**Exercise requirements:** Pick out the lines below with "when" and list them.

**Input:**
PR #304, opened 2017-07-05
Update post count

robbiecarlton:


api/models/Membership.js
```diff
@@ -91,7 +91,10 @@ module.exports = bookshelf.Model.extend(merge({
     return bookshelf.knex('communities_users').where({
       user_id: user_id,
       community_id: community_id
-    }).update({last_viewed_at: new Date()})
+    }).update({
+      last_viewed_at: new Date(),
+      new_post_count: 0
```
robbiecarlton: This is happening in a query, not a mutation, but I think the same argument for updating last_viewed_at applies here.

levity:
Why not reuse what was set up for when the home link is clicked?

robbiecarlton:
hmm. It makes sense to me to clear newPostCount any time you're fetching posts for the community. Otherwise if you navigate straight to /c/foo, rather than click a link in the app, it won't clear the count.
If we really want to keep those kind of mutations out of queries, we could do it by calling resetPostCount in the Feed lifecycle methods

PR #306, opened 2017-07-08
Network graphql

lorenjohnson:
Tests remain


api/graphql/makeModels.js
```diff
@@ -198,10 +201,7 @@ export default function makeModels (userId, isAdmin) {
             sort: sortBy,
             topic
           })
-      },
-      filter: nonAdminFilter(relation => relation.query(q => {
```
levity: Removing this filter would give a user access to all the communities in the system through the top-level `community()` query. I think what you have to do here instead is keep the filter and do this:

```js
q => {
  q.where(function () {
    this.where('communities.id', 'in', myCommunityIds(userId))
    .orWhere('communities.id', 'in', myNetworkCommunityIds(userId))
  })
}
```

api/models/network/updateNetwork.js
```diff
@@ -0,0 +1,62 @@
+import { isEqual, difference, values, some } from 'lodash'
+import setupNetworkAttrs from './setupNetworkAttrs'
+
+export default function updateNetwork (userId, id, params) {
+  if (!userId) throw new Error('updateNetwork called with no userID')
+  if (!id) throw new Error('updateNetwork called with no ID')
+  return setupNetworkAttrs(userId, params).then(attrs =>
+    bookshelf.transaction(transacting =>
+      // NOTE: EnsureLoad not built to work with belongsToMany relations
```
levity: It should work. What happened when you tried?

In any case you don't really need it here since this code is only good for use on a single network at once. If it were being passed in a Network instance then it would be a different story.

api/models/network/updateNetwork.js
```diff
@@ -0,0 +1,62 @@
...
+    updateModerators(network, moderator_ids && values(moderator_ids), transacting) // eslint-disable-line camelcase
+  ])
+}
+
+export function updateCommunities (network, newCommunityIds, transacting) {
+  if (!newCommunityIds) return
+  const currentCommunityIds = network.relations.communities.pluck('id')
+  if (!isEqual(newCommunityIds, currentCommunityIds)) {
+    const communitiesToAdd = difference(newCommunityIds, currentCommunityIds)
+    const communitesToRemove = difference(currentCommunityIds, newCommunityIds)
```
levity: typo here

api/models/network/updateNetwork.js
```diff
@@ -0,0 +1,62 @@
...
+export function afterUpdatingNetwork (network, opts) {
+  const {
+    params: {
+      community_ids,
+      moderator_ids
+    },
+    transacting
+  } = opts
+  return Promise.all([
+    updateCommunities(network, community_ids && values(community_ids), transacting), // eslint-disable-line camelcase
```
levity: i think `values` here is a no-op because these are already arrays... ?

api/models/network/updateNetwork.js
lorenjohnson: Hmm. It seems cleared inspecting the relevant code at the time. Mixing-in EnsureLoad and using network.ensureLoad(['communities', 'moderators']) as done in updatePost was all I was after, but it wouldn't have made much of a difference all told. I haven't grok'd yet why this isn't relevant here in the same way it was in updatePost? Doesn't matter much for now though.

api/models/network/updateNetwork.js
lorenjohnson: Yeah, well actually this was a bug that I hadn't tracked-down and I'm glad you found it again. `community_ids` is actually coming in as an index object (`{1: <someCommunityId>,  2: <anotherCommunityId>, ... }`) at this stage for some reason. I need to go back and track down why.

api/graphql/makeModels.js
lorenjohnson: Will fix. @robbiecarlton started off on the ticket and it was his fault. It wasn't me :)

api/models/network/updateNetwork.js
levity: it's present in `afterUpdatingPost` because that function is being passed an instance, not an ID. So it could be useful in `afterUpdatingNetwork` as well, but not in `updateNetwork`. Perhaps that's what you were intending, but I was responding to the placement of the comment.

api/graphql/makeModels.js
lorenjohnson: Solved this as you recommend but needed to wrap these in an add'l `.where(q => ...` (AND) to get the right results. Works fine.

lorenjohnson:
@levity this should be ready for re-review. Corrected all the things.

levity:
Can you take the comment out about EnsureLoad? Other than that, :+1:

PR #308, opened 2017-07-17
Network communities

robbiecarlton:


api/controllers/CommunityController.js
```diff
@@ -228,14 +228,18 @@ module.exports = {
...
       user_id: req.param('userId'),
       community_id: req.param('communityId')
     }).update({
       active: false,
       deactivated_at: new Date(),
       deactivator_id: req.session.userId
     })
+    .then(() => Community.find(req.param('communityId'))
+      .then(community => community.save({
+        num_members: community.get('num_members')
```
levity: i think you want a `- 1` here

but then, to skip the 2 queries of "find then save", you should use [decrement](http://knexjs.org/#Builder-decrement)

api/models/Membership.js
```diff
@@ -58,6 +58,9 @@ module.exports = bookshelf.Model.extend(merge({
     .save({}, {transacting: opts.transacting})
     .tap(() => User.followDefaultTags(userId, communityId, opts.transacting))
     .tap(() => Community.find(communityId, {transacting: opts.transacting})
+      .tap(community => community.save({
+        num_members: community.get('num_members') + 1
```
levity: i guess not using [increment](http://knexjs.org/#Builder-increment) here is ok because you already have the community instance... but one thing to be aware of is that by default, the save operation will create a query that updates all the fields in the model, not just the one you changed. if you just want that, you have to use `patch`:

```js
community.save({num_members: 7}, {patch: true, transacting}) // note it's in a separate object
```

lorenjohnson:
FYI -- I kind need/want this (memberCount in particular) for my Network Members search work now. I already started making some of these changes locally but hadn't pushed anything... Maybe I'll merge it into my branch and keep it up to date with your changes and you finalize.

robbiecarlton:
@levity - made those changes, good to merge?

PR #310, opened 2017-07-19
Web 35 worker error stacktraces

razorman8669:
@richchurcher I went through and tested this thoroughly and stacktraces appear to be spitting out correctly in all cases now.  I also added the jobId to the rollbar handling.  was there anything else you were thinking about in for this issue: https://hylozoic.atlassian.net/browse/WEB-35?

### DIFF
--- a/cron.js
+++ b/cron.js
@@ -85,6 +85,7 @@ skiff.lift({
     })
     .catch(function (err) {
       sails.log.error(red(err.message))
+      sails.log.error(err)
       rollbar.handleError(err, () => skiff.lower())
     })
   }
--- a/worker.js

**Solution below:**
Why not reuse what was set up for when the home link is clicked?
levity: It should work. What happened when you tried?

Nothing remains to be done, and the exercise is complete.